*** PROVIDED INFORMATION ***
PR #2082, opened 2025-04-29
Fix sddm stuck on boot with black screen and allow reducing Xorg verbosity level in rootless mode

nyx191:
It appears that my system boots slower and slower over years without additional software :( So that bug happened for me rarely at first. But after recent minor qt6 libs upgrade I finally got repro in 100% cases (system won't boot into GUI).

### DIFF
--- a/src/daemon/XorgDisplayServer.cpp
+++ b/src/daemon/XorgDisplayServer.cpp
@@ -285,7 +285,7 @@ namespace SDDM {
         connect(setCursor, QOverload<int, QProcess::ExitStatus>::of(&QProcess::finished), setCursor, &QProcess::deleteLater);
 
         // wait for finished
-        if (!setCursor->waitForFinished(1000)) {
+        if (!setCursor->waitForFinished(5000)) {
             qWarning() << "Could not setup default cursor";
             setCursor->kill();
         }
@@ -302,7 +302,7 @@ namespace SDDM {
                 xrdbProcess.write(QStringLiteral("Xcursor.size: %1\n").arg(xcursorSize).toUtf8());
 
             xrdbProcess.closeWriteChannel();
-            if (!xrdbProcess.waitForFinished(1000)) {
+            if (!xrdbProcess.waitForFinished(5000)) {
                 qDebug() << "Could not set Xcursor resources" << xrdbProcess.error();
                 xrdbProcess.kill();
             }
--- a/src/daemon/XorgDisplayServer.cpp
+++ b/src/daemon/XorgDisplayServer.cpp
@@ -243,13 +243,12 @@ namespace SDDM {
         const auto program = displayStopCommand.takeFirst();
         displayStopScript->start(program, displayStopCommand);
 
+        // delete displayStopScript on finish
+        connect(displayStopScript, QOverload<int, QProcess::ExitStatus>::of(&QProcess::finished), displayStopScript, &QProcess::deleteLater);
+
         // wait for finished
         if (!displayStopScript->waitForFinished(5000))
             displayStopScript->kill();
-
-        // clean up the script process
-        displayStopScript->deleteLater();
-        displayStopScript = nullptr;
 
         // emit signal
         emit stopped();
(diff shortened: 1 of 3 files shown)


Vogtinator:
`xsetroot` is really just there to set the default cursor, it won't have any other negative effects if it fails.

I'm afraid your change is a placebo at most.

nyx191:
> `xsetroot` is really just there to set the default cursor, it won't have any other negative effects if it fails.

On my machine boot always fail without this commit and always succeed with. Tried for about ~10 times in both cases.
Failed case looks like:
```
22:56:17 sddm-helper-start-x11user[581]: Setting default cursor...
22:56:17 sddm-greeter-qt6[596]: High-DPI autoscaling Enabled
22:56:18 sddm-helper-start-x11user[581]: Could not setup default cursor
22:56:18 sddm-helper-start-x11user[581]: Running display setup script: /usr/share/sddm/scripts/Xsetup
22:56:18 sddm-helper-start-x11user[581]: QProcess: Destroyed while process ("xsetroot") is still running.
22:56:18 sddm-helper-start-x11user[581]: quitting helper-start-x11
22:56:18 sddm-helper-start-x11user[581]: Stopping server...
```

> I'm afraid your change is a placebo at most.

Interesting, maybe there is another problem. Will try to remove xsetroot call whatsoever.

Vogtinator:
> 22:56:18 sddm-helper-start-x11user[581]: QProcess: Destroyed while process ("xsetroot") is still running.

That's a genuine bug, it's missing a `waitForFinished()` after `kill()`. Also harmless though.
***
• WORK REQUEST: Return the lines above that include the string "have".

• EXERCISE OUTPUT:
`xsetroot` is really just there to set the default cursor, it won't have any other negative effects if it fails.
> `xsetroot` is really just there to set the default cursor, it won't have any other negative effects if it fails.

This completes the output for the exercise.